_Instructions to follow_: The full listing below should be repeated exactly.

_Listed records_:
____

Issue #511, opened 2026-08-30
M1-14: Partition errors by target crate


joaquinbejar:
## 0.22.0 implementation policy

- Develop the new 0.22.0 architecture and API. Compatibility with 0.21.3 or earlier releases is not an acceptance requirement. Necessary API removals, renames, signature and serialization changes do not require individual historical-compatibility approvals; explain their purpose and update consumers and documentation.
- Keep one defining owner for each type and capability. Remove wrappers, aliases and adapters maintained only for old paths. Retain explicit facade/prelude exports where they improve the new API without duplicating types or introducing reverse dependencies.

____

_Written solution_:
Issue #511, opened 2026-08-30
M1-14: Partition errors by target crate


joaquinbejar:
## 0.22.0 implementation policy

- Develop the new 0.22.0 architecture and API. Compatibility with 0.21.3 or earlier releases is not an acceptance requirement. Necessary API removals, renames, signature and serialization changes do not require individual historical-compatibility approvals; explain their purpose and update consumers and documentation.
- Keep one defining owner for each type and capability. Remove wrappers, aliases and adapters maintained only for old paths. Retain explicit facade/prelude exports where they improve the new API without duplicating types or introducing reverse dependencies.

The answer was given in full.